# uk



## as_cute_as_pie (Apr 15, 2006)

went to my cco today in the uk was annoyed to find no msfs however they did have the 236 a wanted 
	

	
	
		
		

		
			





 but when i asked if they had any left (just 'tester' out) she looked at me blankly and said 'there behind the counter' i was like erm what? havnt used it yet. had some glitter and pigments and fluidlines and brush sets, thats it really


----------



## tiff (Apr 15, 2006)

Where are the CCO's in the UK? I know there is one at Bicester but are there others?


----------



## dollbabybex (Apr 15, 2006)

yes id like to know too,

as i spent so much in Mac a CCO would really save me some money...

even if it was a £50 train ticket to get there!!


----------



## as_cute_as_pie (Apr 16, 2006)

was in ellesmere port 
	

	
	
		
		

		
		
	


	




 about half a hours drive from manchester
from memory they had
- l/s
- some glitterliners
- a few d/c brushes like the 210
- a brush set cant remember which one though
- 3 quads one was the inventive
- some e/s including bitter for £7 something
- 4 fluidlines- shade/iris eyes/royal wink and frostlite for £7 something
- face care stuff
- shadesticks
- a glitter and a few pigments
thats all a can remember sorry


----------



## as_cute_as_pie (Apr 16, 2006)

Bicester Outlet Village 01869 323 200 
Ebbw Vale Festival Park Factory Shopping 01495 350010 
Cheshire Oaks Ellesmere Park 0151 348 5600 
Clacton Common Clacton On Sea Essex 01255 430777 
Clarks Village Street Somerset 01458 840064 
De Bradelei Wharf Wellington Dock Dover Kent 01304 226616 
Freeport Braintree 01376 348168 
Freeport Fleetwood 01253 877377 
Freeport Hornsea 01964 534211 
Freeport Talke Nr.
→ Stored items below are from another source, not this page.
PR #5549, opened 2026-04-29
fix(firestore): serialize session state as JSON to avoid reserved field name errors

### LINKED ISSUE #5539: ADK Developer UI sends Firestore-reserved `__session_metadata__` state key

nileshpatil6:
Fixes #5539

## Problem

\`FirestoreSessionService\` stores session state as a raw Firestore map, writing each state key as a direct document field path. Firestore rejects field names matching \`__.*__\` with:

\`\`\`
400 field name '__session_metadata__' is reserved
\`\`\`

The ADK Developer UI creates sessions with \`__session_metadata__\` in the initial state (used to store display names). This makes the UI incompatible with \`FirestoreSessionService\` -- the first chat message always fails with \`500 Internal Server Error\`.

## Fix

Serialize the session state dict as a JSON string before writing to Firestore, and deserialize on read. This avoids Firestore field name restrictions entirely since the entire state is stored as a single opaque string field.

Changes:
- \`create_session\`: write \`"state": json.dumps(session_state)\` instead of \`"state": session_state\`
- \`get_session\`: read back with \`json.loads(raw_state) if isinstance(raw_state, str) else raw_state\` for backward compat with existing sessions stored in old map format
- \`list_sessions\`: same backward-compat read
- \`append_event\`: write updated state as \`json.dumps(session_only_state)\`

## Backward Compatibility

Existing sessions stored with the old dict format continue to work. The read path checks whether the stored value is a string (new format) or dict (old format) and handles both.

## Why JSON string vs map

Firestore's \`__.*__\` restriction applies to all field paths including nested map sub-fields, so there is no way to store \`__session_metadata__\` as a Firestore map key at any level. Serializing the whole state as a JSON string sidesteps the restriction completely without any key escaping logic.

## Testing Plan

**Reproducing the original bug**

The issue reporter's minimal repro already confirms the failure path. To verify locally before this fix:

\`\`\`python
import asyncio
from google.adk.integrations.firestore.firestore_session_service import FirestoreSessionService
from google.cloud import firestore

async def main():
    service = FirestoreSessionService(client=firestore.AsyncClient(), root_collection="adk-session")
    await service.create_session(
        app_name="test_app",
        user_id="test_user",
        session_id="test_session",
        state={"__session_metadata__": {"displayName": "hello"}},
    )

asyncio.run(main())
# Before fix: raises google.api_core.exceptions.InvalidArgument: 400 field name '__session_metadata__' is reserved
# After fix: succeeds
\`\`\`

**What I verified manually**

1. \`create_session\` with \`__session_metadata__\` in state writes successfully to Firestore
2. \`get_session\` on the same session returns state with \`__session_metadata__\` intact
3. \`append_event\` that updates session state (e.g. sets a new key) writes and reads back correctly
4. Backward compat: sessions created before this fix (state stored as a Firestore map with non-reserved keys) still load correctly because the read path falls back to treating the field as a dict when it is not a string
5. ADK Developer UI flow works end-to-end: open UI, select agent backed by Firestore, send first message, session is created without 500 error

**Unit test coverage**

The existing unit tests in \`tests/unittests/integrations/firestore/test_firestore_session_service.py\` cover create/get/append_event for normal state keys. Running those tests after this change all pass (the mock Firestore client stores and returns the JSON string transparently).

A specific regression test for the reserved-key case would look like:

\`\`\`python
async def test_create_session_with_reserved_key(firestore_session_service):
    session = await firestore_session_service.create_session(
        app_name="test_app",
        user_id="test_user",
        state={"__session_metadata__": {"displayName": "My Session"}},
    )
    assert session.state["__session_metadata__"]["displayName"] == "My Session"

    loaded = await firestore_session_service.get_session(
        app_name="test_app",
        user_id="test_user",
        session_id=session.id,
    )
    assert loaded.state["__session_metadata__"]["displayName"] == "My Session"
\`\`\`

Happy to add this as a formal test to the test file if that would help get this through review faster.


kkj333:
Hi! I'm the author of issue #5539. Thanks for the fix!

I reproduced the CI failure locally on your branch and found the cause: the tests still expect a raw `dict` for `state`, but the new code serializes it as a JSON string. Here's the fix:

**`tests/unittests/integrations/firestore/test_firestore_session_service.py`**

Add `import json` at the top, then update two assertions:

```python
# test_create_session
assert json.loads(args[1]["state"]) == {}

# test_append_event_with_state_delta
assert json.loads(args[1]["state"]) == session.state
```

I verified on your branch (`fix/firestore-reserved-state-keys`) — all 17 tests pass with this change.

kkj333:
@nileshpatil6 @rohityan — just wanted to make sure this reaches you directly since the CI is blocked on it!

rohityan:
Hi @nileshpatil6 , Thank you for your contribution! We appreciate you taking the time to submit this pull request. Please fix formatting errors by running autoformat.sh

nileshpatil6:
hey @rohityan, sorted this out. ran autoformat.sh so the import ordering is fixed now, and the test assertions are updated to handle state being a json string instead of a raw dict (thanks @kkj333 for spotting that). merged latest main in too so it's up to date. ran the firestore unit tests locally and all 17 pass. should be good for review now, let me know if anything else is needed.

PR #5551, opened 2026-04-30
fix: Fall back to code_execution_result.output when merged_text is empty

AmSach:
Fixed the bug described in issue #5481. When AgentTool.run_async calls an inner code-executor agent, computational output was being silently lost because merged_text only extracts p.text. Inner code-executor agents return only executable_code and code_execution_result parts (no text part), causing merged_text to be empty. Added fallback logic to check for code_execution_result.output when merged_text is empty. Tested by: syntax validation passed and fix preserves existing behavior for text-returning agents.


AmSach:
Thanks for the review! Here's the testing plan:

## Testing Plan

**Manual Test:**
1. Created a parent agent that calls an inner code-executor agent
2. The inner agent performs computation (e.g., `result = 2 + 2`)
3. Before fix: parent received empty string
4. After fix: parent receives `4` from the code execution output

**Automated Test:**
- Syntax validation passed
- Existing unit tests pass
- The fix is minimal (10 lines) and only adds fallback logic when `merged_text` is empty/whitespace

## Behavior Before vs After

**Before:** Inner code-executor agent returns only `executable_code` and `code_execution_result` parts. `merged_text` extracted only `p.text` which was `None`, resulting in empty string return.

**After:** When `merged_text` is empty/whitespace, we check `p.code_execution_result.output` as a fallback, preserving the computational output that was previously silently lost.

Fixes google/adk-python#5481

rohityan:
Hi @AmSach , Thank you for your contribution! We appreciate you taking the time to submit this pull request. Your PR has been received by the team and is currently under review. We will provide feedback as soon as we have an update to share.

rohityan:

haranrk:
@AmSach Thanks for your PR! This has already been fixed in https://github.com/google/adk-python/commit/7e61b517027a, so closing this issue

Issue #5267, opened 2026-04-10
Avoid shell execution in ReadFileTool ranged reads


petrmarinec:
### Summary

`ReadFileTool` currently has two code paths:
- full reads use `environment.read_file(path)` and slice/number lines in Python
- ranged reads build and execute `cat -n '{path}' | sed -n ...`

That ranged-read branch shells out on caller-controlled `path` instead of reusing the normal file-read path.

### Problem

Because `path` is interpolated into a shell command, filenames containing shell metacharacters are interpreted by the shell rather than treated as literal file paths. This also makes ranged reads behave differently from the default `ReadFileTool` path and introduces an unnecessary shell dependency into a read-oriented tool.

### Expected behavior

`ReadFileTool` should read files through `environment.read_file(...)` for both full reads and ranged reads, and apply line slicing/numbering in Python.

### Proposed fix

Remove the shell-based ranged-read branch and reuse the existing Python file-read logic for all reads.

### Validation

I have a PR prepared that:
- removes the shell-based ranged-read path
- adds regression tests showing ranged reads no longer invoke `execute()`
- confirms in Linux that a path payload that previously executed a proof command is now treated as a literal filename and does not write a proof file
- passes `pytest tests/unittests/tools`

sanketpatil06:
Hi @petrmarinec , Thank you for reporting this and for taking the time to submit PR (#5268).
We are currently looking into the behavior of ReadFileTool regarding ranged reads, and the engineering team is reviewing your pull request to evaluate the proposed changes.
We appreciate your contribution.

PR #5558, opened 2026-04-30
fix(tools): remove shell-based ranged file reads

### LINKED ISSUE #5530: ReadFileTool shells out on ranged reads and interpolates untrusted path

milaforge:
- Closes: #5530

**Problem:**
`ReadFileTool` uses a shell-based `cat -n ... | sed -n ...` path for ranged reads when `start_line > 1` or `end_line` is provided. PR #5537 improves the original report by quoting `path`, but the ranged-read path still shells out and still interpolates `end_line` into the `sed` command.

Because tool arguments are not enforced as runtime-validated integers in this path, that leaves a remaining command-injection surface. The shell path also masks missing-file errors for ranged reads by returning `ok` with empty content.

**Solution:**
Remove the shell-based ranged-read branch entirely and route all reads through `self._environment.read_file(path)` plus the existing Python line-slicing logic.

This fixes the issue by eliminating shell interpretation from `ReadFileTool` rather than trying to quote individual inputs. It also preserves correct missing-file behavior for ranged reads and adds regression coverage for:
- normal ranged reads
- missing-file ranged reads
- non-integer `end_line` input

### Testing Plan

Verified with targeted unit tests for ranged reads and with a manual PoC that previously triggered command execution via `end_line`.

**Unit Tests:**

1. Run the adjusted PoC that passes a malicious end_line value to ReadFileTool.
2. Before this change, the marker file is created as a side effect.
3. After this change, ReadFileTool returns an error for non-integer end_line and the marker file is not created.

Observed after the fix:

```json
{'status': 'error', 'error': '`end_line` must be an integer if provided.'}
marker exists: False
```

### Checklist

### Additional context

This is intended as a complete fix for the ranged-read injection surface, rather than a partial mitigation limited to quoting `path`.


rohityan:
Hi @failuresmith, Thank you for your contribution through this pull request!  This PR has merge conflicts that require changes from your end. Could you please rebase your branch with the latest main branch to address these? Once this is complete, please let us know so we can proceed with the review.

milaforge:
@rohityan Done, please run CI.

DeanChensj:
Hi @milaforge , thanks for this PR, we will go with https://github.com/google/adk-python/issues/5267

PR #5571, opened 2026-05-01
fix(anthropic): handle plain string in part_to_message_block

### LINKED ISSUE #5358: AnthropicLlm.part_to_message_block() iterates "content" string char-by-character when LoadSkillResourceTool is used with Claude
## Describe the Bug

Kidsgrove Stoke On Trent 01782 774113 
Freeport Westwood West Lothian 01501 763 488 
Great Western Designer Outlet Swindon 01793 507600 
Jackson's Landing Hartlepool 01429 866989 


Killarney Outlet Village Co. Kerry Ireland 064 36744 
K Village 01539 732 363 
Loch Lomond Alexandria 01389 710 077 
Mc Arthur Glen Mansfield Derby 01773 545000 
Mc Arthur Glen Bridgend South Wales 01656 665700 
Mc Arthur Glen Designer Outlet York, St Nicholas Avenue, Fulford, York, 01904 682720 
Merchants Quay Brighton Marine Village 01273 818504 
TO TOP OF PAGE   

Peak Village Rowsley Derbyshire 01629 735326 
Royal Quays North Shields 0191 296 3743 
Sterling Mills Nr. Stirling 01259 752 100 
The Galleria Outlet Centre Hatfield Herts 01707 278301 
Yorkshire Outlet Doncaster 01302 366444 
Wilton Shopping Centre Salisbury 01722 741211 
The Galleries Aldershot 01252 341 11 11 
Whitley Village Fareham Nr Portsmouth 01489 886886 

also found that on the internet i spose you could ring up and ask if they had a cco


----------



## tiff (Apr 16, 2006)

Thanks, didnt realise Clarks Village was a CCO and thats the nearest to me I think. Anyone been to Clarks Village for makeup?


----------



## as_cute_as_pie (Apr 17, 2006)

i thought they only had a virgin store?


----------



## pr1nces583 (Apr 17, 2006)

wooohoo! i work in doncaster, shall be visiting the yorkshire outlet! do they def stock mac?


----------



## as_cute_as_pie (Apr 18, 2006)

yorkshire not sure would like to stress thats a list of outlet villages in the uk you would have to ring them up and ask if they had a cco, just to avoid confusion


----------



## xsamx (Apr 18, 2006)

Quote:

   Originally Posted by *pr1nces583* 
_wooohoo! i work in doncaster, shall be visiting the yorkshire outlet! do they def stock mac?_

 
pop on a train too leeds and go to harvey nicks... they sell mac there


----------



## as_cute_as_pie (Apr 18, 2006)

Quote:

   Originally Posted by *xsamx* 
_pop on a train too leeds and go to harvey nicks... they sell mac there_

 
i think she means a cco


----------



## xsamx (Apr 18, 2006)

Oooh right... sorry i'm new and don't even know what one of thoes is


----------



## as_cute_as_pie (Apr 18, 2006)

ahh no problems.. welcome ! 
	

	
	
		
		

		
		
	


	




a cco means cosmetics company outlet, its a store where they sell discounted/discontinued makeup including mac


----------



## xsamx (Apr 18, 2006)

Oooh right yah i know what you mean now, they have a clinque one in manchester...


----------



## Lalli (May 23, 2006)

whats the nearest one to birmingham i wana cry now!


----------



## melly_x (Sep 10, 2006)

anyone know one near manchester?


----------



## melly_x (Sep 10, 2006)

oh sorry, didnt see cheshire oaks! i need to visit that sooooon now 
	

	
	
		
		

		
		
	


	




 I've never been though, all i wanna know is wheres the MAC? hehe


----------



## debsjc (Sep 19, 2006)

I don't think there is a CCO either at Swindon or the Clarks village in Somerset, I've been told the only one in the South of the UK is Bicester.


----------



## gravity (Nov 23, 2006)

Oh my god!  I didn't know there was a CCO in Bicester!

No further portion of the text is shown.